Karena aktivitasnya membela korban petrus, ayah ibu Artidjo sempat khawatir sewaktu Artidjo pulang ke Situbondo. Pasalnya, ada berita yang menyatakan sudah ada tim yang sudah mengincar Artidjo dan ia akan ditembak ketika kembali ke Yogyakarta. Saat itu, di Situbondo sudah tidak ada orang yang mau makan ikan. Sungai di desa itu airnya berwarna merah, karena menjadi tempat pembuangan orang yang ditembak. Banyak mayat mengambang di sungai, dan itu terjadi juga di daerah-daerah lain.

Meski pernah mempunyai kantor pengacara di Yogyakarta, kekayaan Artidjo ketika menjadi hakim agung tidak mencolok. Maklum, Artidjo sering tidak tega menarik bayaran dari kliennya yang tidak mampu. Kalau dihitung-hitung, penghasilan dari kantornya -- setelah untuk membayar gaji lawyer-nya dan membeli buku -- tinggal pas-pasan.

Sebagian besar penghasilan Artidjo memang ia habiskan untuk membeli buku, terutama literatur asing. Sebagai dosen, Artidjo merasa jika tidak rajin membaca,  ia tidak akan bisa mengajar dengan baik dan tidak menambah ilmu muridnya. Karena itu, koleksi buku penggemar buku-buku filsafat sampai novel John Grisham dan Agatha Cristie ini banyak sekali.

Sebagai pengacara, Artidjo juga menghadapi berbagai godaan. Salah satunya adalah tawaran pihak lawan agar Artidjo tidak bersungguh-sungguh membela kliennya di persidangan sambil ditawari segepok uang. Tawaran itu ditolak karena ia tidak mau menghianati hati nuraninya dan kliennya. Karena merasa tidak pernah menyogok hakim atau jaksa, Artidjo berani mengajukan protes pada hakim atau jaksa jika ia melihat ada yang tidak beres dalam persidangan. 

Karena sebagai pengacara lebih sering kalah daripada memenangkan suatu perkara,  untuk mengusir stress Artidjo  mempunyai beberapa hobi, seperti memelihara ayam bekisar dari Madura, memelihara ikan koi, serta bonsai. Ketika diperiksa Komisi Pemeriksa Kekayaan Penyelenggara Negara (KPKPN), Artidjo pernah ditanya pemeriksa, berapa hektare kolam ikan yang dimilikinya.

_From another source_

PR #1487, opened 2015-11-13
Cancel slide when passing in an activeIndex prop

dbellizzi:
Previous code used getActiveIndex to compare to nextProps, but getActiveIndex falls back to looking at state when props.activeIndex is null.  state always has an activeIndex.  But we want to cancel the slide timeout when we're moving from a prop of activeIndex null to a prop of activeIndex that is not null (container specifying an active index).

Tentu saja Artidjo tertawa, karena ikan koinya hanya beberapa ekor di akuarium. Artidjo juga pernah shock ketika suatu majalah memberitakan kekayaannya sebesar Rp5 miliar.  Bukan apa-apa, ia khawatir jika familinya di Madura membaca majalah itu, mereka semua akan minta sumbangan.

Ketika ditanya bagaimana ia bisa konsisten dengan sikapnya, jawaban Artidjo simpel saja. Menurutnya, kekayaan hanya sementara dan tidak berguna ketika seseorang sudah meninggal. Ia bersikap seperti itu agar ia tidak mempunyai beban. "Kalau kita lurus saja sering tergelincir. Apalagi belok-belok, yang tidak halal," cetusnya.

Ia sering melihat hakim atau penegak hukum yang semasa hidup tidak lurus, ketika meninggal tidak beres keadaannya. Artidjo berpendapat, orang tidak dihormati karena pakaiannya atau hartanya. Justru kehormatan yang harus menjadi pakaian. Karena dalam dirinya tidak ada beban, Artidjo bisa berdiri dengan mata tegak. "Keluar dari MA meski jalan kaki, tetapi dengan tegak," ujarnya mantap. Artidjo menikmati perannya sebagai hakim agung dengan kesederhanaan dan kejujuran.